X → S ← Y    where S is a (possibly latent) selection variable.

Conditioning on a selection variable induces an association between X and Y that is non-causal and cannot be removed by adjusting for measured variables.

In the Tetrad Graph Box, any node may be designated as a selection variable, and this affects orientation rules and reachability computations in FCI-style methods.


4. Saving and Loading Graphs

Tetrad supports several graph interchange mechanisms:

  • Plain-text export formats

  • JSON-based graph formats (GUI + programmatic)

  • Session files containing graphs, data, and parameters

  • Programmatic construction from Java, Py-Tetrad, or RPy-Tetrad

4.1 Conceptual Plain-Text Format

A minimal conceptual export looks like:

# Nodes
X, Y, (Z)

# Edges
1. X --> Y
2. Y o-> Z
3. X <-> Z

Where:

  • Nodes in parentheses, e.g., (Z), are latent.

  • Edge numbering is optional, used for clarity.

  • Commas or semicolons may be used to separate node names.
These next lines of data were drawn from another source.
Issue #120, opened 2023-01-04
Super-issue regarding transaction history consistency


evanlinjin:
As mentioned by @LLFourn in a set of messages, there are scenarios which we should handle:

- [x] When we evict a tx due to conflict, we should also evict the tx's children.
- [x] When we insert a tx without chain position that exposes 2 `TxHeight::Unconfirmed` txs have conflict, we should have a way to ensure consistency.

Also related:

- [ ] We should implement CPFP feerate logic.

### Contextual quotes

> This is why I am concerned about just allowing arbitrary graph insertions.
> We have to come up with an algorithm to always make txs in chain consistent with graph on every insertion.
> -- @LLFourn

LLFourn:
To give further context. Inserting a tx into a graph without a position can make two transactions that are currently non-conflicting conflict if that new tx is the ancestor of one tx and conflicts with the ancestor of another. So if we want to allow positionless graph insertions we must not allow it directly into the graph. There is also an error case when both conflicting transactions are confirmed already.

So anytime we insert a tx at chain position we need to evict conflicts and all their children in the chain. However we need to walk all the child nodes in the DAG in the `TxGraph` to find the transactions to evict (note we don't care if the all children are in the chain or not -- perhaps a child is not in the chain but a grandchild is, we still need to evict the grandchild).

If we allow positionless insertion into the graph we still might need to do eviction. If the tx you are inserting into the graph does conflict with a tx that is in the chain then you need to evict all child transactions of that new graph transaction from the chain before inserting it into the graph.

Furthermore, any time you insert a new tx into the chain which spends from an output that is not in the chain but is in the graph you need to check whether the graph allows its parent transactions to be in the chain or not. If the parent couldln't be in the chain then that new tx can't be in their either. I think this check needs to be done regardless of whether we allow permissionless insertion.

Possible I'm missing something but that might be it.

LLFourn:
Another problem: https://github.com/LLFourn/bdk_core_staging/issues/135

evanlinjin:
Completed by #138, the last missing piece is CPFP feerate calculation logic. Will make a separate ticket for this.

LLFourn:
I don't think we can say this is really dealt with. Do we have a test case for:

[...]

PR #138, opened 2023-01-12
`TxGraph` descendants

evanlinjin:
This PR currently implements:
* Evicting descendants of conflicting transactions (before, we only evicted direct conflicts). -- #120
* The evict-descendant logic is now used to fix: #139
* Traversing descendants of given `Txid`.

### DIFF
--- a/bdk_chain/src/chain_graph.rs
+++ b/bdk_chain/src/chain_graph.rs
@@ -174,16 +174,19 @@ impl<P: ChainPosition> ChainGraph<P> {
     }
 
     /// Given a transaction, return an iterator of in-chain [`Txid`]s that conflict with it (spends
-    /// at least one of the same inputs).
+    /// at least one of the same inputs). This includes all descendants of conflicting transactions.
     ///
-    /// This method is comparable to [`TxGraph::conflicting_txids()`] which returns all conflicting
-    /// transactions, whereas this method only returns conflicts that exist in the [`SparseChain`].
-    pub fn conflicting_txids_in_chain<'a>(
+    /// This method is comparable to [`TxGraph::tx_conflicts()`] which returns all conflicting
+    /// transactions (including descendants), whereas this method only returns conflicts that exist
+    /// in the [`SparseChain`].
+    pub fn tx_conflicts<'a>(
         &'a self,
         tx: &'a Transaction,
     ) -> impl Iterator<Item = (&'a P, Txid)> + 'a {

This is meant to be human-readable and easy to exchange.


5. Graphs and Data: Name Matching

Graphs refer to variables by name, so:

  • Node names must match dataset column names exactly.

  • Renaming a variable in the data requires renaming the node accordingly.

To avoid issues:

  • Avoid spaces

  • Avoid unusual punctuation

  • Ensure all names are unique


6. Summary

  • DAG: Directed, acyclic, no latents.

  • CPDAG: Equivalence class of DAGs (no circles).

  • MAG: Allows latent confounding & selection; fully oriented.

  • PAG: Equivalence class of MAGs; uses tails, circles, and arrowheads.

  • PAG Markup:

    • Solid/dashed = visible vs. possibly confounded

    • Thick/thin = direct vs. possibly indirect

These concepts provide the foundation needed to interpret and exchange causal graphs across Tetrad’s GUI and its Python/R/Java interfaces.